The patient’s condition continued to deteriorate, so he was admitted to the hospital again on January 2, 2017, for acute respiratory failure and other problems. Treatments did not help, and the patient became critically ill. He developed multi-organ failure and passed away on February 27, 2017.

FDA and CDC Warn of Link Between Heater-Cooler Devices and NTM Infection

The plaintiff blames the 3T heater-cooler device for her husband’s death. She notes that in 2014, several hospitals started to report that surgery patients had tested positive for a rare NTM infection, leading to many life-threatening illnesses and deaths.

NTM is a group of bacteria commonly found in soil and natural water sources. The bacteria usually are not a threat to humans, but if allowed to contaminate an open surgical area, they can pose a significant risk of infection and death.

An NTM infection is particularly dangerous because it can take anywhere from weeks to years to develop. The symptoms can also be similar to those that accompany other infections, making it harder to diagnose. This can result in the infection spreading and becoming harder to treat.
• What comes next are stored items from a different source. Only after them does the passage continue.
PR #166, opened 2021-04-24
Improve report user

lumapools:
Report user has now its own view. There are categories from which the reporter can choose from (exactly one choice), as well as provide a description of why a particular user is being reported. A user can report another user only once, and they also cannot report themselves.

Webp net-resizeimage (10) Webp net-resizeimage (9)

The report is put into the database, where the reason, the reporter + reported user id, the description and the date are recorded.
Note: The OK button is not clickable unless the reporter has not clicked a category / reason. The description is optional.

### DIFF
--- a/app/src/androidTest/java/com/example/sharingang/ReportFragmentTest.kt
+++ b/app/src/androidTest/java/com/example/sharingang/ReportFragmentTest.kt
@@ -2,6 +2,7 @@ package com.example.sharingang
 
 
 import android.Manifest
+import androidx.test.espresso.Espresso
 import androidx.test.espresso.Espresso.onView
 import androidx.test.espresso.action.ViewActions
 import androidx.test.espresso.action.ViewActions.*
@@ -29,11 +30,21 @@ class ReportFragmentTest {
 
     @Test
     fun reportCanBeCancelled() {
-        navigate_to(R.id.userProfileFragment)
+        FakeCurrentUserProvider.instance = 2
+        navigate_to(R.id.newEditFragment)
+        Thread.sleep(500)
+        onView(withId(R.id.itemTitle)).perform(
+            typeText("TestItem"),
+            closeSoftKeyboard()
+        )
+        onView(withId(R.id.createItemButton)).perform(click())
+        FakeCurrentUserProvider.instance = 1
+        onView(withId(R.id.item_list_view_title)).perform(click())
+        onView(withId(R.id.itemPostedBy)).perform(click())
         Thread.sleep(500)
         onView(withId(R.id.btn_report)).check(matches(isDisplayed()))
         onView(withId(R.id.btn_report)).perform(click())
-        onView(withId(R.id.text_reportedUsername)).check(matches(withText("Reporting Test User")))
+        onView(withId(R.id.text_reportedUsername)).check(matches(withText("Reporting Test User 2")))
         onView(withId(R.id.button_ok)).check(matches(not(isEnabled())))
         onView(withId(R.id.radio_item)).perform(click())
         onView(withId(R.id.button_ok)).check(matches(isEnabled()))
@@ -44,11 +55,30 @@ class ReportFragmentTest {
 
     @Test
     fun reportCanBeSent() {
-        navigate_to(R.id.userProfileFragment)
+        FakeCurrentUserProvider.instance = 2
+        navigate_to(R.id.newEditFragment)
         Thread.sleep(500)
+        onView(withId(R.id.itemTitle)).perform(
+            typeText("TestItem"),
+            closeSoftKeyboard()
+        )
+        onView(withId(R.id.createItemButton)).perform(click())
+        FakeCurrentUserProvider.instance = 1
+        onView(withId(R.id.item_list_view_title)).perform(click())
+        onView(withId(R.id.itemPostedBy)).perform(click())
+        Thread.sleep(500)
+        onView(withId(R.id.btn_report)).check(matches(isDisplayed()))
         onView(withId(R.id.btn_report)).perform(click())
+        onView(withId(R.id.text_reportedUsername)).check(matches(withText("Reporting Test User 2")))
         onView(withId(R.id.radio_other)).perform(click())
         onView(withId(R.id.button_ok)).perform(click())
+    }
+
+    @Test
+    fun aUserCannotReportThemselves() {
+        FakeCurrentUserProvider.instance = 1
+        navigate_to(R.id.userProfileFragment)
+        onView(withId(R.id.btn_report)).check(matches(not(isDisplayed())))
     }
 
 
--- a/app/src/androidTest/java/com/example/sharingang/ReportFragmentTest.kt
+++ b/app/src/androidTest/java/com/example/sharingang/ReportFragmentTest.kt
@@ -1,0 +1,55 @@
+package com.example.sharingang
+
+
+import android.Manifest
+import androidx.test.espresso.Espresso.onView
+import androidx.test.espresso.action.ViewActions
+import androidx.test.espresso.action.ViewActions.*
+import androidx.test.espresso.assertion.ViewAssertions.matches
+import androidx.test.espresso.matcher.ViewMatchers.*
+import androidx.test.ext.junit.rules.ActivityScenarioRule
+import androidx.test.platform.app.InstrumentationRegistry.getInstrumentation
+import androidx.test.rule.GrantPermissionRule
+import androidx.test.uiautomator.UiDevice
+import dagger.hilt.android.testing.HiltAndroidRule
+import dagger.hilt.android.testing.HiltAndroidTest
+import org.hamcrest.CoreMatchers.not
+import org.junit.Rule
+import org.junit.Test
+
+@HiltAndroidTest
+class ReportFragmentTest {
+
+    @get:Rule(order = 0)
+    val hiltRule = HiltAndroidRule(this)
+
+    // We start with the main activity, and then navigate where we want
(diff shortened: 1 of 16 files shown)


app/src/main/java/com/example/sharingang/ReportFragment.kt
```diff
@@ -0,0 +1,107 @@
...
+        reportedUsername = args.reportedName
+
+
+        val radioButtons = listOf(
+            binding.radioUsername, binding.radioProfilePicture, binding.radioItem, binding.radioOther
+        )
+        setupRadioButtons(radioButtons)
+        setupCancelButton()
+        setupButtonOk(radioButtons)
+        binding.textReportedUsername.text = "Reporting $reportedUsername"
```
v1ruso, line 47: I'd add a string in values/strings.xml for that. Also check the warning: "don't concatenate text"

app/src/main/java/com/example/sharingang/ReportFragment.kt
```diff
@@ -0,0 +1,107 @@
...
+    }
+
+    private fun setupRadioButtons(radioButtons: List<RadioButton>) {
+        for(radioButton: RadioButton in radioButtons) {
+            radioButton.setOnCheckedChangeListener { _, _ ->
+                binding.buttonOk.isEnabled =
+                    binding.radioUsername.isChecked || binding.radioProfilePicture.isChecked ||
+                    binding.radioItem.isChecked || binding.radioOther.isChecked
+            }
+        }
```
v1ruso, line 59: Isn't there a way to use a function from RadioGroup instead of making a loop?

app/src/main/java/com/example/sharingang/ReportFragment.kt
```diff
@@ -0,0 +1,107 @@
...
+    }
+
+    private fun setupButtonOk(radioButtons: List<RadioButton>) {
+        binding.buttonOk.setOnClickListener { view ->
+            var reason = ""
+            for (radioButton: RadioButton in radioButtons) {
+                if (radioButton.isChecked) {
+                    reason = getName(radioButton)
+                }
+            }
```
v1ruso, line 77: Here again, isn't there a function in RadioGroup to get the selected button?

app/src/main/java/com/example/sharingang/ReportFragment.kt
```diff
@@ -0,0 +1,107 @@
...
+            )
+        }
+    }
+
+    private fun getName(radioButton: RadioButton): String {
+        return when (radioButton) {
+            binding.radioUsername -> "Inappropriate Username"
+            binding.radioProfilePicture -> "Inappropriate Profile Picture"
+            binding.radioItem -> "Inappropriate Item"
+            binding.radioOther -> "Other"
```
v1ruso, line 102: I'd add strings in xml/strings.xml, in case we, for some reason, decide to change the language for example

app/src/main/java/com/example/sharingang/UserProfileFragment.kt
```diff
@@ -220,23 +226,23 @@ class UserProfileFragment : Fragment() {
...
     private fun setupReportButton() {
-        var username = ""
-        if (currentUserId != null) {
-            binding.btnReport.visibility = View.VISIBLE
-            lifecycleScope.launch(Dispatchers.IO) {
-                username = userRepository.get(shownUserProfileId!!)!!.name
+        if(currentUserId != null) {
+            lifecycleScope.launch(Dispatchers.Main) {
+                val hasBeenReported =
+                    userRepository.hasBeenReported(currentUserId!!, shownUserProfileId!!)
```
v1ruso, line 232: A user can report him/her-self, I don't think one should be able to do that

v1ruso (changes requested):

app/src/main/java/com/example/sharingang/UserProfileFragment.kt
lumapools: For now I don't know what else I can do, because I have not found a method for logging in two different users during testing, so this would probably give me ~20% coverage overall. Any suggestions?

app/src/main/java/com/example/sharingang/ReportFragment.kt
```diff
@@ -37,25 +37,17 @@ class ReportFragment : Fragment() {
...
-        val radioButtons = listOf(
-            binding.radioUsername, binding.radioProfilePicture, binding.radioItem, binding.radioOther
-        )
-        setupRadioButtons(radioButtons)
+        setupRadioButtons()
         setupCancelButton()
-        setupButtonOk(radioButtons)
-        binding.textReportedUsername.text = "Reporting $reportedUsername"
+        setupButtonOk()
+        "Reporting $reportedUsername".also { binding.textReportedUsername.text = it }
```
v1ruso, line 43: Isn't there a way not to have the string hardcoded?

app/src/main/java/com/example/sharingang/ReportFragment.kt
```diff
@@ -37,25 +37,17 @@ class ReportFragment : Fragment() {
...
-    private fun setupRadioButtons(radioButtons: List<RadioButton>) {
-        for(radioButton: RadioButton in radioButtons) {
-            radioButton.setOnCheckedChangeListener { _, _ ->
-                binding.buttonOk.isEnabled =
-                    binding.radioUsername.isChecked || binding.radioProfilePicture.isChecked ||
-                    binding.radioItem.isChecked || binding.radioOther.isChecked
-            }
+    private fun setupRadioButtons() {
+        binding.reportRadioGroup.setOnCheckedChangeListener { _, _ ->
+            binding.buttonOk.isEnabled = true
```
v1ruso, line 50: Well done

app/src/main/java/com/example/sharingang/ReportFragment.kt
```diff
@@ -67,14 +59,11 @@ class ReportFragment : Fragment() {
...
+    private fun setupButtonOk() {
         binding.buttonOk.setOnClickListener { view ->
-            var reason = ""
-            for (radioButton: RadioButton in radioButtons) {
-                if (radioButton.isChecked) {
-                    reason = getName(radioButton)
-                }
-            }
+            val checkedGroup = binding.reportRadioGroup.checkedRadioButtonId
+            val reason = getName(checkedGroup)
```
v1ruso, line 65: Nice!

app/src/main/java/com/example/sharingang/users/FirestoreUserStore.kt
```diff
@@ -63,6 +63,6 @@ class FirestoreUserStore @Inject constructor(private val firestore: FirebaseFire
     override suspend fun hasBeenReported(reporterId: String, reportedId: String): Boolean {
         val docIdRef = firestore.collection("users").document(reportedId)
             .collection("reports").document(reporterId).get().await()
-        return docIdRef.exists()
+        return docIdRef.exists() || reportedId == reporterId
```
v1ruso, line 66: If the reported id equals the id of the reporter return true? Shouldn't that be an "and"? Maybe I just misunderstood the purpose of this function

v1ruso (approved):

app/src/main/java/com/example/sharingang/users/FirestoreUserStore.kt
lumapools: TL;DR: Actually this change is something I wanted to remove from my last commit because the "or" check is useless.

Its purpose is to return whether the reported has already been reported by the reporter user, therefore if it returns true, then it means that the reporter user does not have the right to report the reported user. In this commit, it also returns true when the user wants to report themself (therefore later on not allowing this action). However, as I have actually moved this check to UserProfileFragment for better understanding, this check becomes useless, and I will remove it.

app/src/main/java/com/example/sharingang/ReportFragment.kt
lumapools: I could move "Reporting" to strings.xml, but then I would still need to concatenate, so I'm not really sure about it. Do you prefer that I make a string resource for "Reporting" and then set the text to `getString(...) $reportedUsername`?

app/src/androidTest/java/com/example/sharingang/ReportFragmentTest.kt
```diff
@@ -0,0 +1,93 @@
...
+    @get:Rule(order = 0)
+    val hiltRule = HiltAndroidRule(this)
+
+    // We start with the main activity, and then navigate where we want
+    @get:Rule(order = 1)
+    val activityRule = ActivityScenarioRule(MainActivity::class.java)
+
+    @Test
+    fun reportCanBeCancelled() {
+        FakeCurrentUserProvider.instance = 2
```
betrisey, line 33: It's a clever way to do it, nice :)

app/src/main/java/com/example/sharingang/ReportFragment.kt
```diff
@@ -0,0 +1,96 @@
...
+            }
+            view.findNavController().navigate(
+                ReportFragmentDirections.actionReportFragmentToUserProfileFragment(
+                    reportedId
+                )
+            )
+        }
+    }
+
+    private fun getName(radioButtonId: Int): String {
```
betrisey, line 87:
```suggestion
    private fun getReasonName(radioButtonId: Int): String {
```

betrisey (changes requested):
Great job :)
Just check again if this is possible to do the database call on the IO thread otherwise everything's good!

betrisey (approved):
Thanks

In 2015, the FDA issued a Class II recall of the 3T system due to the potential for it to be colonized with these types of bacteria if proper disinfection was not performed. The next year, the Centers for Disease Control and Prevention (CDC) released a report indicating that they had detected an association between NTM infections after open-heart surgery and the Stockert 3T heater-cooler devices. Samples from the devices tested positive for bacteria. Further investigation traced the source of the contamination to a single product-manufacturing site.

The plaintiff asserts that the defendants knew about the potential for their products to cause life-threatening infections, yet failed to take appropriate actions to protect patients. She brings counts of negligence, manufacturing and design defect, failure to warn, breach of warranties, negligent misrepresentation, misrepresentation by omission, violations of the Texas deceptive trade practices act, and loss of consortium.